Targeting Startups and Individual Coders
The benefits of universal code search, batch changes and code insights are clear for large companies where multiple repositories and disparate engineering teams present code-base-wide challenges. To expand beyond this, Sourcegraph could highlight its access to millions of public repositories as a learning tool for small developer teams and individual coders. Taking it one step further, Sourcegraph could provide perspective on best practices, similar to a product like Stack Overflow.
Key Risks
Security
Linking a developer or companies entire codebase with Sourcegraph could create security concerns for customers. This was a core concern with Sourcegraph Cloud in 2013. Ultimately, that concern led the company to build self-hosted product instead for the first nine years of its life. Today Sourcegraph has implemented security best practices such as Access Monitoring, Business Continuity and Disaster Recovery Plans, Endpoint Security, and more — as outlined on their security page.

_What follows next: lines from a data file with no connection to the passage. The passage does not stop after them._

PR #2279, opened 2026-07-07
lua-ecs: expose C_LocalTransform.rotation_ on the C++-component Lua binding (#2191)

### LINKED ISSUE #2191: lua-ecs: expose C_LocalTransform.rotation_ on the C++-component Lua binding (per-field setter ergonomics)
**Area:** engine/script (C++-component Lua bindings)
**Model:** opus
**Blocked by:** #2163

## Gap

Follow-up split out of #2163's plan (see its premise-correction section). #2163 adds a `VEC4`/`quat` `LuaFieldType` column for **Lua-defined** components — but `C_LocalTransform` is a **C++-defined** component reached through `LuaCppColumnView` (`at`/`setAt`) whose accessors come from `registerType<T>` / `recordComponentLuaName` (`engine/script/include/irreden/script/lua_script.hpp`). Its binding (`component_local_transform_lua.hpp`) exposes only `translation_x/y/z` read-getters; `rotation_` is not exposed at all, and C++-component writes are whole-object replace, not per-field.

## Ask

Expose `rotation_` (an `IRMath::vec4` quaternion) on the `C_LocalTransform` Lua binding so an EVAL tick can drive entity rotation without a C++ shim — retiring stopgaps like the game's `FacingToRotation` bridge (jakildev/irreden#216).

## Design question to settle at planning time

Per-field setter vs whole-object-replace ergonomics for C++-component writes from Lua — this is broader than quaternions (any C++ component field Lua wants to mutate hits it). Decide once here and document the convention in `engine/script/CLAUDE.md`.

## Acceptance criteria

- A Lua EVAL system can set an entity's `C_LocalTransform.rotation_` (e.g. from a yaw angle helper) and the rendered orientation updates.
- Convention for C++-component per-field writes from Lua documented.
- No regression in existing `translation_x/y/z` getters or whole-object `setAt` paths.

## Context

Filed during backlog triage 2026-07-03 as the second half of #2163's premise correction; #2163's plan explicitly recommends this split so the LuaFieldType work isn't held hostage to the binding-ergonomics design call.

jakildev:
## Summary
- Add read-write `rotation` / `translation` / `scale` `sol::property` bindings to the `C_LocalTransform` C++-component Lua binding, so an EVAL system can drive an entity's SQT per field (`arch.C_LocalTransform:at(i).rotation = { x, y, z, w }`) without a whole-object `setAt` or a C++ shim.
- Setters route a `{ x, y, z, w }` table (or an `IRMath` userdata) through the existing `IRScript::quatFromLua` / `vec3FromLua` converters; getters return a fresh `{ x, y, z[, w] }` table (the Lua-defined packed-vec shape). Keyed `{x=,y=,z=,w=}` and indexed `{1,2,3,4}` spellings both work; nil/partial → identity for the quat.
- The zero-alloc `translation_x/y/z` scalar getters are **kept unchanged** (still bound as member functions).
- Properties are registered on the returned usertype *after* `registerType()` so the `property_wrapper` is pushed as an **rvalue** — the vendored sol2's const-lvalue property pusher is broken (`unqualified_pusher<property_wrapper>`'s `const&` overload references `pw.read`/`pw.write` without calling them and fails to compile). Comment in the binding explains why.
- Document the C++-component per-field-write convention (scalar member pointer vs math-typed `sol::property` table) in `engine/script/CLAUDE.md`; refresh the now-stale "constructor-only" note in the `C_RotationTarget` binding comment.

## Test plan
- [x] New headless `test/script/lua_local_transform_lua_test.cpp` (mirrors `lua_rotation_target_lua_test.cpp`): keyed + indexed rotation writes drive `C_WorldTransform.rotation_` through `PROPAGATE_TRANSFORM`; per-frame re-write; partial-table → identity; translation + scale table round-trip; legacy `translation_x/y/z` scalar getters unchanged.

However, a single security incident can undermine developers trust with Sourcegraph and set the company back significantly.
Macroeconomic Headwinds
Given the macroeconomic headwinds in 2023, companies have been looking to consolidate vendors. Sourcegraph could be among the services that companies decide to cut, since it costs around $1K per user per year (Sourcegraph’s business plan charged $99 per user per month). This could be particularly likely at small and mid-sized companies that view their codebase as manageable without code search and batch changes.
Feature vs. Company
Github recently announced hitting the milestone of 100 million active users, with many engineers and companies using Github to house its repositories. With so many engineers and companies already using Github, enabling a code search feature through Github isn’t far from being a possibility, and this could endanger Soucegraph’s growth.
Summary
Developer productivity is becoming a high priority for growing companies. Managing batch changes across multiple repositories, such as handling migrations, is a common use case across developers at companies of all sizes. Sourcegraph has found an opportunity to enable universal code search and batch changes to increase developer productivity, reaching $10 million in revenue in 2021, and enabling engineering teams at companies like Uber and Hashicorp. Sourcegraph can benefit from expanding its user base beyond developers to other functions and become a valuable resource for all developers, not just those with multiple repositories. Sourcegraph can also strengthen is position through expanding its user base.